“Not a bit. Batten 'em down and keep the sentries awake, and they won't do any harm.”

“But Mrs. Vickers and the child?”

“I've thought of that. You take the Ladybird with the prisoners, and leave me to bring up Mrs. Vickers in the Osprey.”

“We might do that. Indeed, it's the best way, I think. I don't like the notion of having Sylvia among those wretches, and yet I don't like to leave her.”

“Well,” says Frere, confident of his own ability to accomplish anything he might undertake, “I'll take the Ladybird, and you the Osprey. Bring up Mrs. Vickers yourself.”

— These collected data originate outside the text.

PR #1567, opened 2024-12-19
Adjust crval in resample tests to get overlap with input

mcara:
This PR adjusts `crval` value in `test_populate_mosaic_basic_single_exposure` and `test_populate_mosaic_basic_different_observations` unit tests. The original value was 10 degrees off  due to which input images do not have any overlap with output image created with custom WCS parameters. With new changes in GWCS (enabling bounding box for inverse + a fix in stcal) this would lead to tests failing.

## Tasks

  - ``changes/<PR#>.docs.rst``

  ## steps
  - ``changes/<PR#>.flux.rst``
</details>

### DIFF
--- a/romancal/resample/tests/test_resample.py
+++ b/romancal/resample/tests/test_resample.py
@@ -1039,7 +1039,11 @@ def test_populate_mosaic_basic_different_observations(
         rotation=0,
         shape=None,
         crpix=(0, 0),
+<<<<<<< HEAD
         crval=(30, 45),
+=======
+        crval=(10, 0),
+>>>>>>> 001c238 (Adjust crval in resample tests to get overlap with input)
     )
     output_model = maker_utils.mk_datamodel(
         datamodels.MosaicModel, shape=tuple(output_wcs.array_shape)


schlafly:
Thanks.  Mostly for my reference, the issue is that the wfi_scas were populated at (ra, dec) = (10, 0), but the corresponding crvals were populated at (0, 0), as Mihai says.
https://github.com/spacetelescope/romancal/pull/1567/files#diff-3263dc8226f60646b134491bd47fad24fecde7e8904e07bb43253e695e8c385eL174

schlafly (approved):

braingram:
It looks like both of those tests are only looking at the metdata of the resampled result. Would they work with the upcoming changes if `crval` was removed? I don't think that would have any negative impact on the test. It looks like both are only computing the `output_wcs` to get an array shape to use to make an output model and then calling `populate_mosaic_basic`. Perhaps the array shape can just be hard coded?

mcara:
> It looks like both of those tests are only looking at the metadata for a blended model. Would they work with the upcoming changes if `crval` was removed? I don't think that would have any negative impact on the test. It looks like both are only computing the `output_wcs` to get an array shape to use to make an output model and then calling `populate_mosaic_basic`. Perhaps the array shape can just be hard coded?
> 
> EDIT: I was writing this while Eddie was reviewing. The above changes could be a follow-up PR (if suitable).

There are different options:
1.  array shape can be hard-coded;
2. `crpix` can be removed;
3. or have `crpix` "agree" with "crval" so that there are at least some valid data;
4. or just accept this PR.

braingram:
Thanks @mcara I opened an issue to track the follow up changes https://github.com/spacetelescope/romancal/issues/1569

mairanteodoro:
Running the changes in this PR against `https://github.com/mcara/stcal/tree/fix-bbox-shift-make-wcs` still causes the two tests to fail. Removing `crpix` and leaving `crval` (regardless of its value) works.

Since the idea behind those tests is to check for the functionality of `populate_mosaic_basic()`, I suggest that we drop both `crpix` and `crval` (they are computed automatically by `make_output_wcs()` anyways).

romancal/resample/tests/test_resample.py
```diff
@@ -715,7 +715,7 @@ def test_populate_mosaic_basic_single_exposure(exposure_1):
             rotation=0,
             shape=None,
             crpix=(0, 0),
-            crval=(0, 0),
+            crval=(10, 0),
```
mairanteodoro, line 718: Tests are still failing with `crpix=(0,0)` + `crval=(10,0)`. It does work when removing `crpix` alone (regardless of `crval`'s value).

romancal/resample/tests/test_resample.py
```diff
@@ -1014,7 +1014,7 @@ def test_populate_mosaic_basic_different_observations(
         rotation=0,
         shape=None,
         crpix=(0, 0),
-        crval=(0, 0),
+        crval=(10, 0),
```
mairanteodoro, line 1017: Tests are still failing with `crpix=(0,0)` + `crval=(10,0)`. It does work when removing `crpix` alone (regardless of `crval`'s value).

romancal/resample/tests/test_resample.py
```diff
@@ -715,7 +715,7 @@ def test_populate_mosaic_basic_single_exposure(exposure_1):
             rotation=0,
             shape=None,
             crpix=(0, 0),
```
mairanteodoro, line 717:
```suggestion

```

romancal/resample/tests/test_resample.py
```diff
@@ -1014,7 +1014,7 @@ def test_populate_mosaic_basic_different_observations(
         rotation=0,
         shape=None,
         crpix=(0, 0),
```
mairanteodoro, line 1016:
```suggestion

```

mairanteodoro (changes requested):
I suggest we drop both `crpix` and `crval`.

romancal/resample/tests/test_resample.py
mcara: @mairanteodoro Sorry for the delay. Which tests are failing?

romancal/resample/tests/test_resample.py
mcara: I do not see which tests are failing due to this change. Yes, removing `crpix` is a different solution but it also will no longer test a specific branch in the code. I think it is important to get these tests working as is even though the tests themselves do not care how the WCS was "made".

schlafly:
Merging as this PR looks good, and the test failures are related to the ongoing unit-removal from romancal reference files.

“No, no,” said Vickers, with a touch of his old pomposity, “that won't do. By the King's Regulations—”

“All right,” interjected Frere, “you needn't quote 'em. 'The officer commanding is obliged to place himself in charge'—all right, my dear sir. I've no objection in life.”

“It was Sylvia that I was thinking of,” said Vickers.

“Well, then,” cries the other, as the door of the room inside opened, and a little white figure came through into the broad verandah. “Here she is! Ask her yourself. Well, Miss Sylvia, will you come and shake hands with an old friend?”

The bright-haired baby of the Malabar had become a bright-haired child of some eleven years old, and as she stood in her simple white dress in the glow of the lamplight, even the unaesthetic mind of Mr. Frere was struck by her extreme beauty. Her bright blue eyes were as bright and as blue as ever. Her little figure was as upright and as supple as a willow rod; and her innocent, delicate face was framed in a nimbus of that fine golden hair—dry and electrical, each separate thread shining with a lustre of its own—with which the dreaming painters of the middle ages endowed and glorified their angels.